• WHAT THE TASK REQUIRES: Every line containing "return" should be identified and copied from the data below.

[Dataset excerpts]
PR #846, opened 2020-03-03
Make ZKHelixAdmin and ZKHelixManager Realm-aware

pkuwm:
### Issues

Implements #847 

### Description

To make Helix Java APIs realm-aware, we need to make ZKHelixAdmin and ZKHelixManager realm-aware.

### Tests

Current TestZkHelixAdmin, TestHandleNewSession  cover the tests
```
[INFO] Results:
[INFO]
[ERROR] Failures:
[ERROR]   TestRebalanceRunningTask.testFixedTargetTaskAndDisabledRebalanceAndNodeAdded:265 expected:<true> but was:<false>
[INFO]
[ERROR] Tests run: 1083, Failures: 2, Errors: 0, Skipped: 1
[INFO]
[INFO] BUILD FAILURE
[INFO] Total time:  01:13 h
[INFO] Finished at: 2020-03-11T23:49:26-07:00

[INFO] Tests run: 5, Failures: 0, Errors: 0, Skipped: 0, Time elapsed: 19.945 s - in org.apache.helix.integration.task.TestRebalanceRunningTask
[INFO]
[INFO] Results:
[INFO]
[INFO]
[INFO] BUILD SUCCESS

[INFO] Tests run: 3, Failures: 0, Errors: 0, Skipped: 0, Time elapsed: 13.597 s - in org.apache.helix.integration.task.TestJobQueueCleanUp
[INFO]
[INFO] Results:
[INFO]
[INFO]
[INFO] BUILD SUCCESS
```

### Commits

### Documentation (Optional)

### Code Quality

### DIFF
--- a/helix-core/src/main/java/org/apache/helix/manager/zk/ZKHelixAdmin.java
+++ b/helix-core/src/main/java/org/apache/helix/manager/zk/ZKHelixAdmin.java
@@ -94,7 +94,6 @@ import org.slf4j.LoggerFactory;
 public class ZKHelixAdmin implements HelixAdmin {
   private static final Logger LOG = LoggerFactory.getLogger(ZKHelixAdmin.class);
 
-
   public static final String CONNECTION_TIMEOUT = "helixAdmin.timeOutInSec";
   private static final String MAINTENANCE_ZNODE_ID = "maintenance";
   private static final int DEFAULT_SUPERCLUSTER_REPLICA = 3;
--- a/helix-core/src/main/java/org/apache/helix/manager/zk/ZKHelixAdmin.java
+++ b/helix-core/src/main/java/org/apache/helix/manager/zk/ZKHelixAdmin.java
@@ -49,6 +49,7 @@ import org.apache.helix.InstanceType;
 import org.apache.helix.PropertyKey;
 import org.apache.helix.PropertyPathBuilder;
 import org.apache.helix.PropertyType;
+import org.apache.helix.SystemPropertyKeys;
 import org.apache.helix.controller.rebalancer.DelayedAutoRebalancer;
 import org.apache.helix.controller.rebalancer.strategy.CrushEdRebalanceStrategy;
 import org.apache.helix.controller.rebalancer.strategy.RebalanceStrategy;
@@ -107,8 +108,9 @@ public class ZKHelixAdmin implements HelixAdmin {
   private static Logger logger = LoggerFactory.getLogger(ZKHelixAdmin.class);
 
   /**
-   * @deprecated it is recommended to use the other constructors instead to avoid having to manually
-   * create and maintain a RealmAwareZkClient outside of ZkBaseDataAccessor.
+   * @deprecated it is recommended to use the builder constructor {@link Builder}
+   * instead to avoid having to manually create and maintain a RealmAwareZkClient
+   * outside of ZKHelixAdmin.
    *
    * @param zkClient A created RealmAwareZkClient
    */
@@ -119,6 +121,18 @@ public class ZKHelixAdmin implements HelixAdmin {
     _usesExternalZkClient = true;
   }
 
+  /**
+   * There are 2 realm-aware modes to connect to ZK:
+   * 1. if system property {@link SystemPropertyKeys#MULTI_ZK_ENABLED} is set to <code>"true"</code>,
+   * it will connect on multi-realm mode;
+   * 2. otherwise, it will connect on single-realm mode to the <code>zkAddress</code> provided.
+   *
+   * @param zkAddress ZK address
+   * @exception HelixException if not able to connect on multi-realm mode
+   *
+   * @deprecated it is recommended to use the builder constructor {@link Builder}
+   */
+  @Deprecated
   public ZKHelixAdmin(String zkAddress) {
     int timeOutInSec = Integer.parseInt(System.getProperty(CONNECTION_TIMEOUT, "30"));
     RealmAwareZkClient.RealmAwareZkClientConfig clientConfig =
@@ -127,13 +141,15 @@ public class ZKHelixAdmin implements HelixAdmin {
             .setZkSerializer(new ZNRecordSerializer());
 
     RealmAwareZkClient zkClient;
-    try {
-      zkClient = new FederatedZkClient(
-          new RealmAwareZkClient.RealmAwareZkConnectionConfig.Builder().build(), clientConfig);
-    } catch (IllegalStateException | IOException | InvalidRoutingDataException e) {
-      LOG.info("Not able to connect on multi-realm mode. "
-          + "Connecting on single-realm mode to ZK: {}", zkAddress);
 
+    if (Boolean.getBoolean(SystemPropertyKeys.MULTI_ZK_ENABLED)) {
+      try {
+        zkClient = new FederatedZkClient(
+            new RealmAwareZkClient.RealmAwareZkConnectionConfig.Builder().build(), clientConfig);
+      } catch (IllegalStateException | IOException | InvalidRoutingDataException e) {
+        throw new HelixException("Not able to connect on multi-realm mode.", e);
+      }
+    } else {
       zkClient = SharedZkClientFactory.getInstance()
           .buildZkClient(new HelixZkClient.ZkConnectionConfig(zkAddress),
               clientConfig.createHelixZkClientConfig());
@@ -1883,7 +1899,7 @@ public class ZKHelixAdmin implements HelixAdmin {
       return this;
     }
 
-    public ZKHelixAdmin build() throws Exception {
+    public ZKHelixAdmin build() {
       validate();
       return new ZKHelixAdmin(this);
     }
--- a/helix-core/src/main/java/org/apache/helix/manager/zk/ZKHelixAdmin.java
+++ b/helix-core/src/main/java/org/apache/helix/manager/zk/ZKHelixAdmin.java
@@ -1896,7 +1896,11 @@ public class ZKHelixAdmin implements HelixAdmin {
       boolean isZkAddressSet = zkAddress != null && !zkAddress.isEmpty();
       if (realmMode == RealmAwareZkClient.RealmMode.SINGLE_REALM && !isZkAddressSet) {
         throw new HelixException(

• EXERCISE RESPONSE:
       return this;
       return new ZKHelixAdmin(this);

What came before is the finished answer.